Guinée/A. Condé :  De démocratiquement élu, à président à vie  | Mauriweb

Guinée/A. Condé :  De démocratiquement élu, à président à vie 

mer, 10/07/2019 - 14:42

A 81 ans, l’opposant « historique » en Guinée tente encore de brûler la Constitution qui lui interdit de briguer un autre mandat. Le sinistre risque cependant de se propager à tout le pays.

Décidément, le pouvoir grise l’élite politique africaine.

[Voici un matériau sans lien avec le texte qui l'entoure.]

PR #639, opened 2019-02-25
Remove PUBLIC_URL default from base - should only be set in devstack.

doctoryes:
Credentials Pull Request
---
I've reproduced https://openedx.atlassian.net/browse/ARCH-414 on my devstack and this change fixes the problem. If *any* `SOCIAL_AUTH_EDX_OAUTH2_PUBLIC_URL_ROOT` is set, that value will be used in authN instead of `SOCIAL_AUTH_EDX_OAUTH2_URL_ROOT`:

https://github.com/edx/auth-backends/blob/ef976034ac0fe6c4b323d7a7773027dee16873a7/auth_backends/backends.py#L48

But this setting is only relevant on devstack and is set here properly:

https://github.com/edx/credentials/blob/master/credentials/settings/devstack.py#L54

---

  - UI Changes 
    - [ ] Check mobile view


nasthagiri:
Thanks for getting to the bottom of this!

Certains leaders au crépuscule de leurs longues carrières n’hésitent pas à embarquer leurs pays dans des aventures qui risquent de les mettre à feu et à sang pour assouvir leur soif insatiable de pouvoir.

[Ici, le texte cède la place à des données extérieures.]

PR #643, opened 2019-04-15
PROD-189 send emails for program if records_enabled is true

zainab-amir:
#### Description 
If for some site the Site Configurations for credentials have the option "Enable Learner Records" unchecked, the programs are not being saved into the database when management command copy_catalog is called. Hence send_updated_emails_for_program() should be called only if the site
configurations has the value for records_enabled set to true.

#### Notes
* Added another check to verify that config has records_enabled set to true before sending an updated email to a pathway org

[PROD-189](https://openedx.atlassian.net/browse/PROD-189)

### DIFF
--- a/credentials/apps/api/tests/test_accreditors.py
+++ b/credentials/apps/api/tests/test_accreditors.py
@@ -8,6 +8,7 @@ from testfixtures import LogCapture
 
 from credentials.apps.api.accreditors import Accreditor
 from credentials.apps.api.exceptions import UnsupportedCredentialTypeError
+from credentials.apps.core.tests.mixins import SiteMixin
 from credentials.apps.credentials.issuers import CourseCertificateIssuer, ProgramCertificateIssuer
 from credentials.apps.credentials.models import CourseCertificate, ProgramCertificate
 from credentials.apps.credentials.tests.factories import CourseCertificateFactory, ProgramCertificateFactory
@@ -15,7 +16,7 @@ from credentials.apps.credentials.tests.factories import CourseCertificateFactor
 LOGGER_NAME = 'credentials.apps.api.accreditors'
 
 
-class AccreditorTests(TestCase):
+class AccreditorTests(SiteMixin, TestCase):
     attributes = [{'name': 'whitelist_reason', 'value': 'Reason for whitelisting.'}]
     course_credential = CourseCertificate
     program_credential = ProgramCertificate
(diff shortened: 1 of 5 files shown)


credentials/apps/api/tests/test_accreditors.py
```diff
@@ -23,6 +24,8 @@ class AccreditorTests(TestCase):
     def setUp(self):
         super().setUp()
         self.program_cert = ProgramCertificateFactory()
+        self.site = SiteFactory()
```
waheedahmed: Use `SiteMixin` https://github.com/edx/credentials/blob/4a46362c25e692a8f2427296596cc10239942bf9/credentials/apps/core/tests/mixins.py#L13

credentials/apps/credentials/tests/test_issuer.py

D’un président démocratiquement élu à président à vie
Le visage qu’offre le gouvernement guinéen n’honore pas le pays. Cela est d’autant plus incroyable que l’initiative vient d’un homme légitimé par un combat de plusieurs années pour l’avènement de la Démocratie dans son pays. C’est donc le chef de l’Etat sortant, Alpha Condé, ancien opposant, et qui après plusieurs mandats, ne veut plus lâcher les rênes du pouvoir dont il devrait être exclu en 2020. Il avait été élu en 2010 pour un premier mandat de 5 ans et réélu pour un second et dernier mandat constitutionnel en 2015. 
La Constitution du pays consacrant le principe d’alternance pacifique au pouvoir avait a été promulguée le 7 mai 2010 après celle de 1991 suspendue en 2008 par la junte militaire dirigée par Dadis Camara. Mais aujourd’hui, c’est une nouvelle « révolution contre la Constitution » que prône A. Condé. Il tente le tout pour le tout pour se maintenir aux commandes d’un pays ruiné par la corruption et l’affairisme quitte à créer de toutes pièces une nouvelle constitution à la mesure de son ambition démesurée.
Une décision combattue dans toutes les sphères politiques en Guinée y compris dans son propre camp où le ministre de la Justice, Cheick Sako, a jeté son tablier en contestation de la tentative de Condé de violer la Constitution du pays. « (… ) Compte tenu de ma position personnelle contre toute modification ou changement de la Constitution en vigueur, vous comprendrez que je ne puisse plus continuer à exercer la fonction de ministre de la justice. » avait notamment expliqué le ministre démissionnaire pour prendre ses distances du projet contesté d’A. Condé.
Par ailleurs et face à cette tentative de domestiquer les institutions en Guinée, un Front national pour la défense de la Constitution (FNDC), avait été créé en avril pour s’opposer à un troisième mandat.

L’alibi référendaire
Malgré l’opposition d’une grande majorité de guinéens, le chef de l’Etat sortant continue sa course contre la montre. Sachant la contestation légale de son troisième mandat, Condé envisagerait de lancer un référendum pour «une nouvelle loi fondamentale ». 
Malgré les tentatives du RPG (parti de Condé) d’en présenter une formule liftée comme appât (réformes des institutions…) tout le monde se doute que le seul objectif de cette consultation dont les résultats pourraient être trafiqués est de lui ouvrir, à cet âge, un boulevard. Une nouvelle trouvaille de nos dictateurs pour donner un cachet légitime à leurs décisions contestables dans le fond. Regrettable de constater qu’à quelques mois de vie, le vieil opposant dont l’arrivée était synonyme d’espoir enfoncera son pays dans une déplorable situation politique.
Un projet que l’opposition en Guinée qualifie de «maléfique» parce que sa seule raison d’être est de créer les conditions d’une présidence à vie de l’ancien opposant. De quoi craindre qu’à l’image d’autres pays de la sous-région, la Guinée ne sombre encore dans une période trouble qui va l’exposer à tous les dangers d’instabilité.